- [WHAT TO WORK ON] Using the records below, filter out every line that lacks "never" and copy the rest.

---------- RECORDS TO USE

PR #10425, opened 2026-06-14
chore: silence platform-conditional dead-code warnings

JamBalaya56562:
## Summary

Building the `mise` binary on Windows surfaced a handful of `dead_code` / `unused_import` warnings (one was also firing on macOS) coming from code that is only ever used on a subset of platforms. This PR gates each item to the platform(s) that actually use it, so the default `cargo check` / `cargo build` is warning-free on every target.

No behavior change — every item is still compiled on the platform that uses it; only the copies that are *unused on a given target* are removed.

## Changes

| File | Fix | Why |
|---|---|---|
| `src/system/launchd.rs` | `#[cfg(unix)]` on `current_uid_from` + its test | only called by the `#[cfg(unix)]` `current_uid()` (Windows uses a `cfg(not(unix))` fallback that returns 0) |
| `src/ui/progress_report.rs` | `#[cfg_attr(not(unix), allow(dead_code))]` on `ProgressIcon::Error` | the variant is matched in `Display`/`finish_with_icon` on all platforms, so it cannot be cfg-gated away, but it is only *constructed* by the `#[cfg(unix)]` brew package managers |
| `src/oci/layer.rs` | `#[cfg(unix)]` on `assert_layer_mode` / `assert_layer_entry_owner` | test helpers used only by `#[cfg(unix)]` permission-bit tests |
| `src/plugins/core/erlang.rs` | `#[cfg(linux)]` on `linux_precompiled_cache_name` | only called from the `#[cfg(linux)]` `install_precompiled` (also clears a pre-existing macOS warning, since the caller was already linux-gated) |
| `src/config/config_file/mise_toml.rs` | `#[cfg(unix)]` on `update_bootstrap_brew_tap` / `remove_bootstrap_brew_tap` | only called from the `#[cfg(unix)]` `mise system brew tap/untap` CLI |
| `src/backend/pkgx.rs` | `#[cfg(any(unix, test))]` on `shell_quote` | used by the `#[cfg(unix)]` wrapper writer and by a non-gated unit test (so `test` is needed for the Windows test build) |
| `src/cmd.rs` | drop the redundant `use std::os::windows::process::CommandExt` | `self.cmd` is a `tokio::process::Command`, whose `raw_arg` is an inherent method, so the trait import is unnecessary (`hooks.rs`/`path.rs` keep theirs because they use `std::process::Command`) |

## Verification

- `cargo fmt --all -- --check` ✅
- `cargo check --all-targets` on Windows (msvc): **0 warnings, 0 errors** (previously 8 warnings) ✅
- Each cfg gate was checked against every call site to confirm it does not exclude an item that any platform still uses.

## Release Notes

* **Bug Fixes**
  * Improved cross-platform compatibility by restricting Unix-specific helpers and behaviors so Windows builds no longer include unnecessary Unix-only logic.

* **Chores**
  * Further refined conditional compilation for platform-specific utilities and test helpers (Linux/Unix/Windows) to keep builds clean and consistent.

* **Documentation**
  * Updated command documentation to reflect how raw argument handling is provided by the command interface.

### DIFF
--- a/src/ui/progress_report.rs
+++ b/src/ui/progress_report.rs
@@ -18,6 +18,9 @@ pub enum ProgressIcon {
     Skipped,
     #[allow(dead_code)]
     Warning,
+    // Constructed only by the brew package managers (`#[cfg(unix)]`), so it reads
+    // as never-constructed on the windows build.
+    #[cfg_attr(windows, allow(dead_code))]
     Error,
 }
 
--- a/src/backend/pkgx.rs
+++ b/src/backend/pkgx.rs
@@ -931,6 +931,7 @@ fn pkgx_arch_for_target(target: &PlatformTarget) -> String {
     }
 }
 
+#[cfg(any(unix, test))]
 fn shell_quote(value: &str) -> String {
     format!("'{}'", value.replace('\'', "'\\''"))
 }
--- a/src/cmd.rs
+++ b/src/cmd.rs
@@ -506,7 +506,8 @@ impl<'a> CmdLineRunner<'a> {
     /// and discussion #9355.
     #[cfg(windows)]
     pub fn raw_arg<S: AsRef<OsStr>>(mut self, arg: S) -> Self {
-        use std::os::windows::process::CommandExt;
+        // tokio's `Command` exposes `raw_arg` as an inherent method, so the
+        // `std::os::windows::process::CommandExt` trait import is unnecessary.
         self.cmd.raw_arg(arg);
         self
     }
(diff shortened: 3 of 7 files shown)


src/ui/progress_report.rs
```diff
@@ -18,6 +18,9 @@ pub enum ProgressIcon {
     Skipped,
     #[allow(dead_code)]
     Warning,
+    // Constructed only by the brew package managers (`#[cfg(unix)]`), so it reads
+    // as never-constructed on non-unix builds.
+    #[cfg_attr(not(unix), allow(dead_code))]
```
jdx: i think it probably should be windows instead of not(unix)

jdx:
if you don't verify this in ci it's just going to break again

src/ui/progress_report.rs
JamBalaya56562: Good call — switched to `#[cfg_attr(windows, allow(dead_code))]`. mise's only non-unix target is windows, so this is equivalent here but more explicit about where the variant goes unconstructed. Updated in 42d34e6.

--------------------

- [YOUR SOLUTION]
+    // as never-constructed on the windows build.
+    // as never-constructed on non-unix builds.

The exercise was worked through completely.